Çağ değişiyor. Bilgisayar kullanan, klavye başında olmadık işler başaranlar değil; yaşamın içinde ayakta kalabilen parmakla gösterilmeye başlanırken, gelişmiş ülkeler ilköğretimde sadece merak eden araştıran doğayı inceleyen çocuklar yetiştirmeye çalışırken, Türkiye’de önemli kolejler artık bünyelerinde yaratıcılığı geliştiren dersler ve aktiviteler eklerken nasıl bir bünye hala fizik kimya matematik iyi olsun gerisini seçmeli yapsınlar der.(kim diyor diye sormayın! Hemen herkes) Ben kendimce cevap vereyim. 3. dünya ülkeleri böyle bir cevap verir.

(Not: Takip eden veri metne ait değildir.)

PR #346, opened 2021-12-04
Fix failing TC test

ElliotFriedman:


Joeysantoro:
Part of https://github.com/fei-protocol/fei-protocol-core/pull/347

PR #350, opened 2021-12-04
PCV Guardian Fix

Joeysantoro:


ditchfieldcaleb (commented):
TBH I don't think this is needed.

Takip etmekten kurtulmayan bir zihniyet toplama işlemini kafadan yapmanın bir meziyet olduğunu sanan zavallılar. Formül ezberlemek ne kadar heyecan verici olabilir ki. Yani neyden daha kıymetli.

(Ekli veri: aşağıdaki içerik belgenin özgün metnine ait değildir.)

PR #353, opened 2021-12-05
FIP-55: PCV Guardian

Joeysantoro:
https://tribe.fei.money/t/fip-55-pcv-guardian/3744

TODO
- [x] integration test


proposals/dao/fip_55.ts
```diff
@@ -0,0 +1,62 @@
+import { ethers } from 'hardhat';
+import chai, { expect } from 'chai';
+import CBN from 'chai-bn';
+import {
+  DeployUpgradeFunc,
+  NamedContracts,
+  SetupUpgradeFunc,
+  TeardownUpgradeFunc,
+  ValidateUpgradeFunc
+} from '../../types/types';
```
ditchfieldcaleb, line 10: use shorthand

ditchfieldcaleb (changes requested):
Needs an integration test or two, otherwise good.

ditchfieldcaleb:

İnsan DNA sının sırrı çözüldü denirken sadece % 5 inin çözüldüğünü biliyor musunuz? Siz ilk insan yaratıldığı andan itibaren atalarınızın tüm özelliklerini o DNA’nızda taşıdığınızı biliyor musunuz? Nasıl oluyor da resme müziğe matematiğe yeteneğiniz olamıyor. Olsa olsa doğru yöntem uygulanmamıştır o kadar. Herkes her şeyi yapar. Tıpkı son günlerde büyük zevkle izlediğim survivor programında olduğu gibi. Teknolojinin içinde yaşayan sosyal insan nasılda ilkel insan yaşamına uyum sağlıyor. Ağlıyor bunalıma giriyor. Ama alışıyor. Kimsede “ay ben onu yemem” falan demiyor. Avlanıyor, saatsiz zamansız tamamen biyolojik isteklerinin peşinde nasılda ilkel yaşıyor. Tıpkı avcı ataları gibi hemen hatırlıyor avlanmayı ısınmayı barınmayı korunmayı...
İnsanoğlu bir sır. Yaşamda öyle. Kuramlara kurallara sıkıştırmak yaratılmışların birini diğerine üstün tutmak ancak insana yakışır bir ayıp olabilir zaten. Gün  batımları niçin bu kadar güzel, çiçekler niçin böylesine rengarenk, toprak niçin böyle kokar, ve varlığının nedenini bilmediğimiz yıldızlar niçin bu kadar ışıl ışıl ve yine niçin kuşlar bu kadar güzel öter, su şırıltısı niçin böylesine dinlendirici, ve insan.... nasıl 6 kemiğin üstünde dik durabiliyor. Yüce Rabbim en mükemmel matematikçi fizikçi ressam müzisyen.... ve daha birçoğu. Her biri diğeri kadar kıymetli. Eğitim 4+4+4 mü olur başka türlümü bilemem ama yaklaşım ve zihniyet evrensel olmalı. Meraklı, iyi zevk sahibi, yaşadığı çevreyi koruyan, geçmişine saygı duyan, geleceğine ümitle bakan gençler yetiştirmeliyiz.